-- MATERIAL SUPPLIED follows --

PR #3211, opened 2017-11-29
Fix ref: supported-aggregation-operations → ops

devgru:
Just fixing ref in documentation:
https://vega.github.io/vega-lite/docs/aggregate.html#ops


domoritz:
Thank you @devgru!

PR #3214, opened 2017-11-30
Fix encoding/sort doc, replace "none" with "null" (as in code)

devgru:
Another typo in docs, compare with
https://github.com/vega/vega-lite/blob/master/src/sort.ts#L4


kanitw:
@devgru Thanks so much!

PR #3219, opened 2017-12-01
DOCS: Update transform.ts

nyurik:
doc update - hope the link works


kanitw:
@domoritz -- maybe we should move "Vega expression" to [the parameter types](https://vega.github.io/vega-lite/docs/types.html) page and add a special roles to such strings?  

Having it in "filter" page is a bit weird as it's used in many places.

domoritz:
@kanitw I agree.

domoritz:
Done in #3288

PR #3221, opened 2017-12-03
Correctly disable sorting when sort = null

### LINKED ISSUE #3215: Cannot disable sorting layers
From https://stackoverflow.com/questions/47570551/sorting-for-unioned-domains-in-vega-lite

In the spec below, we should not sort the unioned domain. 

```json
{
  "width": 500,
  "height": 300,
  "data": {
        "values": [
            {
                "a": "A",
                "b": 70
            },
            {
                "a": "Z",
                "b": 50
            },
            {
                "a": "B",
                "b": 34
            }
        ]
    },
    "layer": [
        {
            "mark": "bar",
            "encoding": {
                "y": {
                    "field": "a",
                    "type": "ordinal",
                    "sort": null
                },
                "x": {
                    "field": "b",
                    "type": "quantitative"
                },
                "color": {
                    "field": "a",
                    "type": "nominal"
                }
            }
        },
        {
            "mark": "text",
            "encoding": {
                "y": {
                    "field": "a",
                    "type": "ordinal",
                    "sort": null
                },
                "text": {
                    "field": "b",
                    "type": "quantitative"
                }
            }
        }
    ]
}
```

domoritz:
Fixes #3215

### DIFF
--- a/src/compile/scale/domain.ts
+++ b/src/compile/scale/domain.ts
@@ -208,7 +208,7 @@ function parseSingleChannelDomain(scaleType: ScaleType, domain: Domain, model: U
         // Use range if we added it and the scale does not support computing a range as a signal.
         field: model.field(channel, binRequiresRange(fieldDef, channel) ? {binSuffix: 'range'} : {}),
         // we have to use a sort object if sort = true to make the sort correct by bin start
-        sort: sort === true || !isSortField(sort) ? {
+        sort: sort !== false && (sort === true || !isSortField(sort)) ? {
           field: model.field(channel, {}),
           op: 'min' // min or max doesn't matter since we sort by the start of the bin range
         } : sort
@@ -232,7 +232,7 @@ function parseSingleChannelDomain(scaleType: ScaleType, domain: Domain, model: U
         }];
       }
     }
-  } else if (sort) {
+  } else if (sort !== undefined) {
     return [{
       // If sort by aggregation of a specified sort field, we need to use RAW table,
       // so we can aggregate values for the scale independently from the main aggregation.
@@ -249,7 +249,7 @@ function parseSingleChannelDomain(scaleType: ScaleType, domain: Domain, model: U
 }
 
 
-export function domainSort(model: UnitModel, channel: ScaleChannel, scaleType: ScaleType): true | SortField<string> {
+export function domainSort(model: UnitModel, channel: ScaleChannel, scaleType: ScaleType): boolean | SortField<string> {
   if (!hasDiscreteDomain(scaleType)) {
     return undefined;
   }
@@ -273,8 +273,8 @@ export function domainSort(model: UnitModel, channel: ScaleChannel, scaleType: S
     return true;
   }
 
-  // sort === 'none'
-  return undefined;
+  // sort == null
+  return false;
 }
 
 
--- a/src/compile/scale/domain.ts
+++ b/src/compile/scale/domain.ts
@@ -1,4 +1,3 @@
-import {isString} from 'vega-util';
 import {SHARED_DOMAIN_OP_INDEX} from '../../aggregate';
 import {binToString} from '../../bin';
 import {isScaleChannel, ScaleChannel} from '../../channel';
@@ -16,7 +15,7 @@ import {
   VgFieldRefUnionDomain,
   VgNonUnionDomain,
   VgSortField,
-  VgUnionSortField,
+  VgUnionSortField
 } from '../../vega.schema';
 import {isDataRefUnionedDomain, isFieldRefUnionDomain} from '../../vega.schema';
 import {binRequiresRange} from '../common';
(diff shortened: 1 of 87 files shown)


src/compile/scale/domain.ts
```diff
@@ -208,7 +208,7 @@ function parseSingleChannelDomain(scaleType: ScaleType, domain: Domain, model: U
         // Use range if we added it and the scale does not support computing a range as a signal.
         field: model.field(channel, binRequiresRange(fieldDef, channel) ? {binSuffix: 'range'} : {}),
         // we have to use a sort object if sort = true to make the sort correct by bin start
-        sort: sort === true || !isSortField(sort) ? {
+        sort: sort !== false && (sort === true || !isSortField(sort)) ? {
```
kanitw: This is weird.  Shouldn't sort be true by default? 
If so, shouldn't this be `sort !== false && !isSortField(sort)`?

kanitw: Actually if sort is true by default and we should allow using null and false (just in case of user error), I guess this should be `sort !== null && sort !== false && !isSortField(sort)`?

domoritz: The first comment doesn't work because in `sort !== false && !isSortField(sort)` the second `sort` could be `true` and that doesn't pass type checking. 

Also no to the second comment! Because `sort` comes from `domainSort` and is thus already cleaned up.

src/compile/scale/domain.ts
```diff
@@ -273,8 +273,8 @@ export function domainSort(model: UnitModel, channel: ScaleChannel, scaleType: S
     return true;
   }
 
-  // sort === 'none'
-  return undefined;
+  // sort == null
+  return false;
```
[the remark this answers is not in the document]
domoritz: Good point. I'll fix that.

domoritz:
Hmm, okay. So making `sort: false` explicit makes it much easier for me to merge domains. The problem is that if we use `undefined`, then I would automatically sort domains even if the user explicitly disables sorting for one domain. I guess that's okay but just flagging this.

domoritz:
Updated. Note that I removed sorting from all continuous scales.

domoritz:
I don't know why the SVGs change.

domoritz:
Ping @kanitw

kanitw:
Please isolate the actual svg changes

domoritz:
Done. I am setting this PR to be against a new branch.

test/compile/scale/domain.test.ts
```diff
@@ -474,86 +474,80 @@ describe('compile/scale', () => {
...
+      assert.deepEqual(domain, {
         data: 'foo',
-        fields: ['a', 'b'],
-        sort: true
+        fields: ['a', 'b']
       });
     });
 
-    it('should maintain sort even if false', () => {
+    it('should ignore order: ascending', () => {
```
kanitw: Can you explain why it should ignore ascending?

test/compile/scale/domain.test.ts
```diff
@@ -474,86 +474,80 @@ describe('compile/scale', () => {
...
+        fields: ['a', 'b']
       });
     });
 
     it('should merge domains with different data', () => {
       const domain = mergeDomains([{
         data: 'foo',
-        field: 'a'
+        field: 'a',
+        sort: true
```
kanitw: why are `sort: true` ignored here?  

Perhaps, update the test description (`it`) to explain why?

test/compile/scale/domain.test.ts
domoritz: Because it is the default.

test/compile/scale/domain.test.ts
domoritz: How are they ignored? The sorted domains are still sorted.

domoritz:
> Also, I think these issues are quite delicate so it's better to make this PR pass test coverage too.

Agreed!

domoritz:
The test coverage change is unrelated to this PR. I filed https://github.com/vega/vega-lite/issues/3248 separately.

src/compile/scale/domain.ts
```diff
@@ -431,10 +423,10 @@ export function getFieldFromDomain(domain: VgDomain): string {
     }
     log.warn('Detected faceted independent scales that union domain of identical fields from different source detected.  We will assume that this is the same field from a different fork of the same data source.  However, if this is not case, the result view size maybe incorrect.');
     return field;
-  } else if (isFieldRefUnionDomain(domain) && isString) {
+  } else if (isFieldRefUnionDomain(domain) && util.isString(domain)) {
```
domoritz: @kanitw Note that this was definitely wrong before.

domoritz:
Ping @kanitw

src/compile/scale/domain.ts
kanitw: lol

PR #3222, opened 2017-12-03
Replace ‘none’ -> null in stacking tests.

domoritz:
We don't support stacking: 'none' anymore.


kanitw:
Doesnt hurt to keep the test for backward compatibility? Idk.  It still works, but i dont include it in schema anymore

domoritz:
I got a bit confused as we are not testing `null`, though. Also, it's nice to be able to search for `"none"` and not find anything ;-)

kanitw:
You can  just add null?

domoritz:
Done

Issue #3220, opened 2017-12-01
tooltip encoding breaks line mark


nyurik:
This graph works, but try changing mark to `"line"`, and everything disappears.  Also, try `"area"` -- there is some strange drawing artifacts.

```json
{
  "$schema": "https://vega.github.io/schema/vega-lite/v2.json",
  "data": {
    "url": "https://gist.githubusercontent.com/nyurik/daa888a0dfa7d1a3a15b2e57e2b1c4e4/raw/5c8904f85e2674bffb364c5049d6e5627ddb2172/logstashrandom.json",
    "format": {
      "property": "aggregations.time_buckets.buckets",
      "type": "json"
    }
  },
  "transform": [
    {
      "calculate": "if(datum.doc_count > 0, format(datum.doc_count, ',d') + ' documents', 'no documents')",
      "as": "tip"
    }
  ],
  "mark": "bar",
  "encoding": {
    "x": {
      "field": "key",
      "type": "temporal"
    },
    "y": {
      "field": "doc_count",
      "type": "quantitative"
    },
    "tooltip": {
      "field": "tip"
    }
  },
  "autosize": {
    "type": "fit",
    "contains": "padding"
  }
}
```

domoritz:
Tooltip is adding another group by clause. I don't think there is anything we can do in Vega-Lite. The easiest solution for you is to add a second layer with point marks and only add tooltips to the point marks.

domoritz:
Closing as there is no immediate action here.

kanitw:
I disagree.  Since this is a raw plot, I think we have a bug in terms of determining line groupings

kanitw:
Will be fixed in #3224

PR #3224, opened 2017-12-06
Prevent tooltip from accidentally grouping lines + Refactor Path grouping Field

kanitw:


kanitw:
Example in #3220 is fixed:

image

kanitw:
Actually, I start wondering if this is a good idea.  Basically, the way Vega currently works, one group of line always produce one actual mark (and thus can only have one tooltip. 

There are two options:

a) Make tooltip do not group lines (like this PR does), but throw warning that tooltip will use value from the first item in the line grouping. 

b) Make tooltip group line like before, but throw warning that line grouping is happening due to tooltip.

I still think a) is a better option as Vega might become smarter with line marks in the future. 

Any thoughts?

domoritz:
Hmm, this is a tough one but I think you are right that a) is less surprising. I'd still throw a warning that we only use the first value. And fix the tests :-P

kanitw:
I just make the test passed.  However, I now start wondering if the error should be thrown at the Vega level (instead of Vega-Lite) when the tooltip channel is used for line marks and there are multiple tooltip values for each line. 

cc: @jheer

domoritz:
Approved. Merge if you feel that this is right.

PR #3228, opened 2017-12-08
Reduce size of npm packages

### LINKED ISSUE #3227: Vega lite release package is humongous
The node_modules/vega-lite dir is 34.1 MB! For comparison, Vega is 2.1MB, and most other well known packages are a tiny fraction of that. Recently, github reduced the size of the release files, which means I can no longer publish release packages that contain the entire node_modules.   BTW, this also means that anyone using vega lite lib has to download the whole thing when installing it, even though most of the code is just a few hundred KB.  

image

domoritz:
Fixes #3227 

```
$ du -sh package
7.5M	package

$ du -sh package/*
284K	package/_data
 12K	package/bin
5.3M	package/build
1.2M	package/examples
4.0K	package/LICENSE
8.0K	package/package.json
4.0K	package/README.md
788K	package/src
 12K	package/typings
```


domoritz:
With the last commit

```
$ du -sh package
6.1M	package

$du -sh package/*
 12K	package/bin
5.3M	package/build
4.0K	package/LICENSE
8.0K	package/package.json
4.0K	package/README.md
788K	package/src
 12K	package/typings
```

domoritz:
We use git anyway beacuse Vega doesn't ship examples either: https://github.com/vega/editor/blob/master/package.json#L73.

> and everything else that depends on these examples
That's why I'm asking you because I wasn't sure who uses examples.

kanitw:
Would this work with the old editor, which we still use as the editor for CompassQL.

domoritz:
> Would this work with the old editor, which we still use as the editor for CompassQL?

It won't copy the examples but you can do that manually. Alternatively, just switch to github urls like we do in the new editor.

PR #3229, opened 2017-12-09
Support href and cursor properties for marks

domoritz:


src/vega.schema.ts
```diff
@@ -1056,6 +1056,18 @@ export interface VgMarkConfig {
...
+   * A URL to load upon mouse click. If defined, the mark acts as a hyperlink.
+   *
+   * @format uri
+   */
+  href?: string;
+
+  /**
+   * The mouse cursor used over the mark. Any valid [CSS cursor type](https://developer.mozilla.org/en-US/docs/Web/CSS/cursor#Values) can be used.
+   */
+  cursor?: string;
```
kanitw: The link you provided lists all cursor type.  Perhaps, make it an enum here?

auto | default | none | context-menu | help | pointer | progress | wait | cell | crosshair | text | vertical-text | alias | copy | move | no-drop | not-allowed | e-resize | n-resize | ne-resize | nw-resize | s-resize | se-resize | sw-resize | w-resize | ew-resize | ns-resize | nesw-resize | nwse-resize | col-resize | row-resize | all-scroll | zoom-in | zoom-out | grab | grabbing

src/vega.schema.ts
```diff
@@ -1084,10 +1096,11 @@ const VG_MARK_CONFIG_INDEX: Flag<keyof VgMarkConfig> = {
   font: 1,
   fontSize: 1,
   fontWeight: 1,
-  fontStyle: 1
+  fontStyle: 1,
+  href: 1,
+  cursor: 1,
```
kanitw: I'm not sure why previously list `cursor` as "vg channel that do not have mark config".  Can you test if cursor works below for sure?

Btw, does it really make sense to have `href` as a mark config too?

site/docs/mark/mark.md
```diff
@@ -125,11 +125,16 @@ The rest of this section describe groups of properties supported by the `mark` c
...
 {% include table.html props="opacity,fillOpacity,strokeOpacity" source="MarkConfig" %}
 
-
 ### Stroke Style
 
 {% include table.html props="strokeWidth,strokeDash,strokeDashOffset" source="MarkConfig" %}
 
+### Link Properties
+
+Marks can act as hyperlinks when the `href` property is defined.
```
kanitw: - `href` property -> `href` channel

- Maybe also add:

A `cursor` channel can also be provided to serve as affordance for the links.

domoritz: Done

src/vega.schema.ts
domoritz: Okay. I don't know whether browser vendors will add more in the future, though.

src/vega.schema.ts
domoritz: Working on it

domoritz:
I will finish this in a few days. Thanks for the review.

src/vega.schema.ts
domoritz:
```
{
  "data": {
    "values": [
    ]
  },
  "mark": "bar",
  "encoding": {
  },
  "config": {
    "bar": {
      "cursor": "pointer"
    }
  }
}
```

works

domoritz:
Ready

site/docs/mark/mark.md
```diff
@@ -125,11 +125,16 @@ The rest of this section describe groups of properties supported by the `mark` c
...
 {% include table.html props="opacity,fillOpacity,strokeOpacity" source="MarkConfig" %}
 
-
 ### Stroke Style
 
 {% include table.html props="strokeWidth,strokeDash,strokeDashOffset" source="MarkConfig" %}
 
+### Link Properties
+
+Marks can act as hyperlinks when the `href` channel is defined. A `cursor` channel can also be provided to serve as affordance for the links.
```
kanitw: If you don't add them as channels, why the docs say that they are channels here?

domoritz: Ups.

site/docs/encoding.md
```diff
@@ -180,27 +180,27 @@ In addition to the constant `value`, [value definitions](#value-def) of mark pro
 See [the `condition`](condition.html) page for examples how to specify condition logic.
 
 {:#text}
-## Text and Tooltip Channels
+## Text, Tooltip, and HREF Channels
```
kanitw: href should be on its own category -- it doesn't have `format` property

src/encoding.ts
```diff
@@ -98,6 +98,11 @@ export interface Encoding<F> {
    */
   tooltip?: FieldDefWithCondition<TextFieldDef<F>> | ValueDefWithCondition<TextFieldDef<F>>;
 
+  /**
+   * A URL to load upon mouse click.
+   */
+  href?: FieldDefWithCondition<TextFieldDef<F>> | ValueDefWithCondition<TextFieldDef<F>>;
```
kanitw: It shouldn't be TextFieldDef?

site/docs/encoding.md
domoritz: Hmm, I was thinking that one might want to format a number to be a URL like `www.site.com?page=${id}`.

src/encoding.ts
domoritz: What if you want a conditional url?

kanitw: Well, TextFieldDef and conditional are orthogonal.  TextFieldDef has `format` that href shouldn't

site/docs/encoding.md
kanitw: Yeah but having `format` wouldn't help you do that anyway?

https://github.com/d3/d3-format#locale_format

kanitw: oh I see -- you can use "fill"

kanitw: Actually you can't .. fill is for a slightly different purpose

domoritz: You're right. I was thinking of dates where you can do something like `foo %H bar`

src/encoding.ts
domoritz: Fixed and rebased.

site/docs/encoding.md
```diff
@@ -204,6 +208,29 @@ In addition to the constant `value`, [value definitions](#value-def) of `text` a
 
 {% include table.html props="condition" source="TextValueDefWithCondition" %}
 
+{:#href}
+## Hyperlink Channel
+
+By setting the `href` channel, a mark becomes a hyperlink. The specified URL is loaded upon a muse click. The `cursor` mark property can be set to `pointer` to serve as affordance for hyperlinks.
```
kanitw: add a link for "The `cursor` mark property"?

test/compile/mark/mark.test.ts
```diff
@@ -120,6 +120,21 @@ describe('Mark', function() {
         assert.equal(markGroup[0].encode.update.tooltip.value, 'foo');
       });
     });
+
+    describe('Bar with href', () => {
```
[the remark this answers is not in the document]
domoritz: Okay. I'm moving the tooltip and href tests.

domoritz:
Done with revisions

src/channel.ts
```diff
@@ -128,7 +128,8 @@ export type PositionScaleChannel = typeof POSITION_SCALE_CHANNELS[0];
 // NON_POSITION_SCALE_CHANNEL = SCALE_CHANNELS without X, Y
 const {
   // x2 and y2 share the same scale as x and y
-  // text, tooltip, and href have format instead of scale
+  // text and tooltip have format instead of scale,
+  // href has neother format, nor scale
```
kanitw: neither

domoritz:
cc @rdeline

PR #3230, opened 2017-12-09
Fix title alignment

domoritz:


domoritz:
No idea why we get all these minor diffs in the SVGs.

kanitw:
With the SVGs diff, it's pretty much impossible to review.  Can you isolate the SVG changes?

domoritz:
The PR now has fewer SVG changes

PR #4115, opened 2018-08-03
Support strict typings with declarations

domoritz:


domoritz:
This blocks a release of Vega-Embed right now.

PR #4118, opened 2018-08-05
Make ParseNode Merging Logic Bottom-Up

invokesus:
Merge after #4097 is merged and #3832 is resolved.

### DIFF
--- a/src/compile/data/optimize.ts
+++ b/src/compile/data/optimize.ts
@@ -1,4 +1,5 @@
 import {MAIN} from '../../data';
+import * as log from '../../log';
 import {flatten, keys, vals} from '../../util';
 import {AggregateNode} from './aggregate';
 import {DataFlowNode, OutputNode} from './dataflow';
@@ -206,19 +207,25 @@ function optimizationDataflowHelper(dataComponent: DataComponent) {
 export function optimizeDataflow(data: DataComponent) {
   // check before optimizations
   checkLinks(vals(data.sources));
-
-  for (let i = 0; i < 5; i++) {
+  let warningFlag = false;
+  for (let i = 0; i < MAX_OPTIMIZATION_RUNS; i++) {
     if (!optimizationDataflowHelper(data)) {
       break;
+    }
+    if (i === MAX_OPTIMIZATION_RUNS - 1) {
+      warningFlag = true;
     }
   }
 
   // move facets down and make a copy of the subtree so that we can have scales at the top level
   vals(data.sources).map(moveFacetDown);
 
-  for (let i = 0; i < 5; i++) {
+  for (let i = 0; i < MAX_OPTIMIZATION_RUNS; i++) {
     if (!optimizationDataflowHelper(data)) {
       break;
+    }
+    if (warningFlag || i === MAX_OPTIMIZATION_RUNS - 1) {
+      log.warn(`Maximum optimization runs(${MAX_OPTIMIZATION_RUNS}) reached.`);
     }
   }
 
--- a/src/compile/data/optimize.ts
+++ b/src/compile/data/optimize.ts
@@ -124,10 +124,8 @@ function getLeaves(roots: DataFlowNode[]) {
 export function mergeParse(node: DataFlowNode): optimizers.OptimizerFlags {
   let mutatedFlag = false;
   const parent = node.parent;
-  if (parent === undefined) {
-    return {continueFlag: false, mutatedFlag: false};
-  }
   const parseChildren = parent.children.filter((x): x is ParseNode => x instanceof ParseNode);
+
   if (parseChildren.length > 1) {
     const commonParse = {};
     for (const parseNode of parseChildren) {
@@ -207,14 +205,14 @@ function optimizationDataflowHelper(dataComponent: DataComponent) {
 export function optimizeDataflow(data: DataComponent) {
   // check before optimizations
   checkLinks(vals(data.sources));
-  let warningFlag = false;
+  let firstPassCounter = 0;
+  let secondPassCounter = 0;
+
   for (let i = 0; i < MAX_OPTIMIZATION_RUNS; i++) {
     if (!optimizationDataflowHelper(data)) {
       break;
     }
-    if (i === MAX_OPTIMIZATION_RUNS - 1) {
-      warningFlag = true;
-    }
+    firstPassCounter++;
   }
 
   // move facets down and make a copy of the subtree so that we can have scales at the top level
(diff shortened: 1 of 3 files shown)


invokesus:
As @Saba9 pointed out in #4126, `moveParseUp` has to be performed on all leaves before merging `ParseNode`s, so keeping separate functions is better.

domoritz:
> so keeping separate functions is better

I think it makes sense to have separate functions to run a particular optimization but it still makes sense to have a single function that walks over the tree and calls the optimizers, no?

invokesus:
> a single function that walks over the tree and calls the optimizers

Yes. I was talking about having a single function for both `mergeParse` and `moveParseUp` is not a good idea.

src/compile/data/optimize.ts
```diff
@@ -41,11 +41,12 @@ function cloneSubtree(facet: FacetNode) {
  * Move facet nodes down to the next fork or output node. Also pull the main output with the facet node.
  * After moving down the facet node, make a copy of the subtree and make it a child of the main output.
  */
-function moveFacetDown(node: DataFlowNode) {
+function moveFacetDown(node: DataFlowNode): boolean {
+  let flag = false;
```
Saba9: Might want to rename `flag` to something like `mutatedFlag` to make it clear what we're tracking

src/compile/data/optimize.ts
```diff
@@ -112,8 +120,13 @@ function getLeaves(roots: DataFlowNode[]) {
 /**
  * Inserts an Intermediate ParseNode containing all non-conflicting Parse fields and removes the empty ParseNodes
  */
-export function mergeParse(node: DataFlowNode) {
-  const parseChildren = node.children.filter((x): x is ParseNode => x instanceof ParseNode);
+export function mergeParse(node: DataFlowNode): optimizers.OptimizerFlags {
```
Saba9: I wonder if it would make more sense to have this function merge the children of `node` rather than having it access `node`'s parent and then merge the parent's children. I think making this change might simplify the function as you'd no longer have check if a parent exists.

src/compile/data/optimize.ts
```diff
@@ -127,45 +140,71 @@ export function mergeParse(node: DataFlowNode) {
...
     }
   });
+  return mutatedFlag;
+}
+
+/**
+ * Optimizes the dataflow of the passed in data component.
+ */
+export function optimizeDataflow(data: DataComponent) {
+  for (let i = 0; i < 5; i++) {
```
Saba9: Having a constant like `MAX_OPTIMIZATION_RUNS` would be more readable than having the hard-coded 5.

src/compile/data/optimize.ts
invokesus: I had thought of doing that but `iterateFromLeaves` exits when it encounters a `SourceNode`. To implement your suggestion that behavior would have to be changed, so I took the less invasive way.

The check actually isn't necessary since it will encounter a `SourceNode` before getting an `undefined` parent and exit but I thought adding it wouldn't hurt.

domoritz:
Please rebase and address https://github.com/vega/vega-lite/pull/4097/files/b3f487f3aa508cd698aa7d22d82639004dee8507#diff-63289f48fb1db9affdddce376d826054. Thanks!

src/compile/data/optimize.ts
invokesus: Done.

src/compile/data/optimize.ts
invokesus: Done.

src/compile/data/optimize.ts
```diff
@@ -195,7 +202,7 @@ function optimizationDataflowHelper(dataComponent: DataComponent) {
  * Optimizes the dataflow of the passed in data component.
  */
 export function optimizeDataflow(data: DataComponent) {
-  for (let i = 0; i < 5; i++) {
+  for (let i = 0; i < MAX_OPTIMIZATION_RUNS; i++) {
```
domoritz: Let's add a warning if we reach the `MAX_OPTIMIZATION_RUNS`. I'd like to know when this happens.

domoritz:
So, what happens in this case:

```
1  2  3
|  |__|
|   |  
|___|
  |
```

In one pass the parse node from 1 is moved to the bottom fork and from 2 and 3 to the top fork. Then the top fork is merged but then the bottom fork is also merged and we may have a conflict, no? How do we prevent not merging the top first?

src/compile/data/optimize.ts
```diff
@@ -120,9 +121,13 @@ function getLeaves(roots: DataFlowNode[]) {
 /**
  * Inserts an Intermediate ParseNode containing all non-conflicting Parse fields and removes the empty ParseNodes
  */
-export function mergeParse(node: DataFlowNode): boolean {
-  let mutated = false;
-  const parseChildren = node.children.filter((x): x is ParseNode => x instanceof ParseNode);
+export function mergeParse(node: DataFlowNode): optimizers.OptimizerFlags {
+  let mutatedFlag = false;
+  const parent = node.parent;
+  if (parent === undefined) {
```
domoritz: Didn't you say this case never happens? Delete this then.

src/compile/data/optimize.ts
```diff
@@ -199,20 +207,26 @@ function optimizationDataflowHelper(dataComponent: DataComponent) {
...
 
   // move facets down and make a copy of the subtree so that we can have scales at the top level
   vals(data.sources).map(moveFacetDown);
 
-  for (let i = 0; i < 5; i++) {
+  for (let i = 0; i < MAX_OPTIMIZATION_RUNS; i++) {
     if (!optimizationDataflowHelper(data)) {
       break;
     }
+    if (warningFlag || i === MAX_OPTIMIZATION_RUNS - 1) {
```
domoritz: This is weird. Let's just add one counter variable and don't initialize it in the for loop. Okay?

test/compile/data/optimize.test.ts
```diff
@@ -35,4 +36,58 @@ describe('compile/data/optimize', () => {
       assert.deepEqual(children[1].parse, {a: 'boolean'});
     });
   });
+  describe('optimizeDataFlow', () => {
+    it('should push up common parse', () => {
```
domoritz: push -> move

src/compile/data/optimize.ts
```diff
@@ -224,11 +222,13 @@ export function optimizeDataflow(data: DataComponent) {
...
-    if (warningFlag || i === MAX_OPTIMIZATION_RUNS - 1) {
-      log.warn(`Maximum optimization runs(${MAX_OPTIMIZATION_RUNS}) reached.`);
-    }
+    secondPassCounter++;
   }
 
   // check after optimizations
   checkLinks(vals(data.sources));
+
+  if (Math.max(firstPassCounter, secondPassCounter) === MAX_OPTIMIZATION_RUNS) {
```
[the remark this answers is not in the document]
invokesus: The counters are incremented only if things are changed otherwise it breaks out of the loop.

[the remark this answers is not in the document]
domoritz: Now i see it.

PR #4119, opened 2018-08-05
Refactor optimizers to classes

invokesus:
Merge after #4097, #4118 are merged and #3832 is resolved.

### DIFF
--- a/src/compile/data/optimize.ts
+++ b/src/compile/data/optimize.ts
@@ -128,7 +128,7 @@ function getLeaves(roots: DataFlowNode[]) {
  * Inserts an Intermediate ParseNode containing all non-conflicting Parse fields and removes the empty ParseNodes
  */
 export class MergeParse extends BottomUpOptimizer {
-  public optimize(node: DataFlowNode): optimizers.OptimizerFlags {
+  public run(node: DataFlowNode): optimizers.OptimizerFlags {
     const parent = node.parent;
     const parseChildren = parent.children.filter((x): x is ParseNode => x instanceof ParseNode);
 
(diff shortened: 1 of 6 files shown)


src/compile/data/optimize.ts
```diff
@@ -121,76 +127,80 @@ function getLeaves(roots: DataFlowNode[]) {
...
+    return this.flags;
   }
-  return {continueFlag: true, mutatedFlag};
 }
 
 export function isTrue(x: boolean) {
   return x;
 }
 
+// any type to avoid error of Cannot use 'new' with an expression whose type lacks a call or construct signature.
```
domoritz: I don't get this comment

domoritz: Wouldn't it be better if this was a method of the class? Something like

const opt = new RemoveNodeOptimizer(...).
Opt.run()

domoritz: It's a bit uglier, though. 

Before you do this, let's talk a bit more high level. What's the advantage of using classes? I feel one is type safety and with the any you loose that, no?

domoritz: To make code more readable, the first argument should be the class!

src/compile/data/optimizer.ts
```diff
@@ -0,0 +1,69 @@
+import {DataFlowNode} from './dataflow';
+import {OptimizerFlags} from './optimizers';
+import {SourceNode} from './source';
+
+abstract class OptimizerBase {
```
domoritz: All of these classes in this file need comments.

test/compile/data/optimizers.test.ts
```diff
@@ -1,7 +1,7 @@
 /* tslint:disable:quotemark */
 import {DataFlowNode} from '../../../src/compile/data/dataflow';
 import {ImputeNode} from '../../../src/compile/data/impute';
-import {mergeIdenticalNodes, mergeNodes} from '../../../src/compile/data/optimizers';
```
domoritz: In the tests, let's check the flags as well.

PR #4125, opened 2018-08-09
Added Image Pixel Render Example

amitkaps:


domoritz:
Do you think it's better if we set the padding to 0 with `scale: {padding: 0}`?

-- MATERIAL SUPPLIED concluded --

** YOUR GOAL **
The answer must be every line of the data that holds the word "these".

** SOLUTION FOR THIS TASK **
> Also, I think these issues are quite delicate so it's better to make this PR pass test coverage too.
> and everything else that depends on these examples
No idea why we get all these minor diffs in the SVGs.
domoritz: All of these classes in this file need comments.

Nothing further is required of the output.